▶ _THE RECORDS_
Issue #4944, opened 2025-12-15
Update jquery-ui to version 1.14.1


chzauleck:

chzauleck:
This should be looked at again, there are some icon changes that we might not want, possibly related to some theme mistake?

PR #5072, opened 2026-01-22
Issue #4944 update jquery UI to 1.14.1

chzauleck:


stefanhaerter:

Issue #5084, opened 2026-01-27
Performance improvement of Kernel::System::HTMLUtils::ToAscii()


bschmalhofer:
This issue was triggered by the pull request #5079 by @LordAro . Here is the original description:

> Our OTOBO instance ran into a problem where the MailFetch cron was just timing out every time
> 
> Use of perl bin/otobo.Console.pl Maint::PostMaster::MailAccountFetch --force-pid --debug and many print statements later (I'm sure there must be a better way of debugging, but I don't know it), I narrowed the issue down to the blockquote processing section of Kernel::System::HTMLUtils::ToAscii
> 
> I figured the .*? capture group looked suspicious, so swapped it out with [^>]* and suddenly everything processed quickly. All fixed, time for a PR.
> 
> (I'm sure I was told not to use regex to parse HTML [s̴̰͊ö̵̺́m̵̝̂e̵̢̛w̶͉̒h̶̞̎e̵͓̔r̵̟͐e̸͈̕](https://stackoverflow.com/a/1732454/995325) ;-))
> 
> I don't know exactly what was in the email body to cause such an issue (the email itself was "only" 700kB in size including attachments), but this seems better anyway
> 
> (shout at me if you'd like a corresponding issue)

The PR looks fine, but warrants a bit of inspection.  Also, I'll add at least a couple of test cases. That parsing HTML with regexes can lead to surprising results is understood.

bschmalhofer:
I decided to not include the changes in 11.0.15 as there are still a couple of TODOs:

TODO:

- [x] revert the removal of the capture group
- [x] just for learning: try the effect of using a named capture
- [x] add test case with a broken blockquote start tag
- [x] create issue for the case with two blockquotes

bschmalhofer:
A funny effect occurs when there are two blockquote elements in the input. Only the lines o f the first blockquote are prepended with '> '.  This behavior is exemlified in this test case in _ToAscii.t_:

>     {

--

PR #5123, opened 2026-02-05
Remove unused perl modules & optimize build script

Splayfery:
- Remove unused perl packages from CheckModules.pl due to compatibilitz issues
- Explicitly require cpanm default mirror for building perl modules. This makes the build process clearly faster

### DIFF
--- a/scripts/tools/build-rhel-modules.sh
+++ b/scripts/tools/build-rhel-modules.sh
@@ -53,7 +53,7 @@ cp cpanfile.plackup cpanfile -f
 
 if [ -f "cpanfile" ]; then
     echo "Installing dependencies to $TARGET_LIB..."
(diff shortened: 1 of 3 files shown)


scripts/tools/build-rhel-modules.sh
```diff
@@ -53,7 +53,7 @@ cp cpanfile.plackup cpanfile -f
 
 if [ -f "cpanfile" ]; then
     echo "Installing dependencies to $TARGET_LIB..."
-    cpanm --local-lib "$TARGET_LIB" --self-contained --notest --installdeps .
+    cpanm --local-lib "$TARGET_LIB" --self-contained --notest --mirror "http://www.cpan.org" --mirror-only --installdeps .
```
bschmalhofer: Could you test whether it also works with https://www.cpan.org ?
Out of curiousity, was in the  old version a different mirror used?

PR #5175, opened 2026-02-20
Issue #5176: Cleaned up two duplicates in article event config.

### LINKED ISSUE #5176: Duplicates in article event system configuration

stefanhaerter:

* * *

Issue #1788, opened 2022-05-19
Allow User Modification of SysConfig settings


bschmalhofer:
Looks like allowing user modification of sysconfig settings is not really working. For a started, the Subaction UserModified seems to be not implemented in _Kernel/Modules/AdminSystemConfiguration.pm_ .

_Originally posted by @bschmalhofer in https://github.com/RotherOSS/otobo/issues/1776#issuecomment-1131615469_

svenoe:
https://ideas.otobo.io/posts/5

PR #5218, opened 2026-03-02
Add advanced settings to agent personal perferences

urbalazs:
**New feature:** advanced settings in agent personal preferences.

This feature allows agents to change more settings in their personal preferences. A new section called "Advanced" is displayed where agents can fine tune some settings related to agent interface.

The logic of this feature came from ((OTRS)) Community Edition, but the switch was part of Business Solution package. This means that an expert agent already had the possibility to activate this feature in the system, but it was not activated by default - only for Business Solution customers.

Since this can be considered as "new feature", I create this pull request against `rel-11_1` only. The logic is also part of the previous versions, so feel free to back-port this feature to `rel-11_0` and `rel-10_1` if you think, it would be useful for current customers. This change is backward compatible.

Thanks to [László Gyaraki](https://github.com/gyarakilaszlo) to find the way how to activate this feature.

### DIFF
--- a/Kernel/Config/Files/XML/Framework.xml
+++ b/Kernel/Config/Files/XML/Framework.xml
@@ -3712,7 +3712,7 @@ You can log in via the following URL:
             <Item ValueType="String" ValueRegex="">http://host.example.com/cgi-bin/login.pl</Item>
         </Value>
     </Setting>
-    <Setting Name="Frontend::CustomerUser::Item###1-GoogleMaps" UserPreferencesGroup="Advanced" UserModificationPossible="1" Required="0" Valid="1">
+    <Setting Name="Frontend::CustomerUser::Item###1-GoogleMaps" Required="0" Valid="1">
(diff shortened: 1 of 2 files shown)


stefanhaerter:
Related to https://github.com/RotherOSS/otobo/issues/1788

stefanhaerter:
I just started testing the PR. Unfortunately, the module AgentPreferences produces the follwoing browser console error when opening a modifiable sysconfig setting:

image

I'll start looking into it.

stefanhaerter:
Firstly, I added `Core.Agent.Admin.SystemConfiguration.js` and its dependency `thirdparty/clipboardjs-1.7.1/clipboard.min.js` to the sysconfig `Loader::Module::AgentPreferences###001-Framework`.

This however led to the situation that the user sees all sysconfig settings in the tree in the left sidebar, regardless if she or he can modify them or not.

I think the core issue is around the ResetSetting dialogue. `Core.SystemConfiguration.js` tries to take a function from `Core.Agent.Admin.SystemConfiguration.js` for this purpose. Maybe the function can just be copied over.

▶ _WHAT THE EXERCISE ASKS_
Your answer should be a single number: how many lines of the material contain the word "just".

▶ _YOUR RESPONSE_
4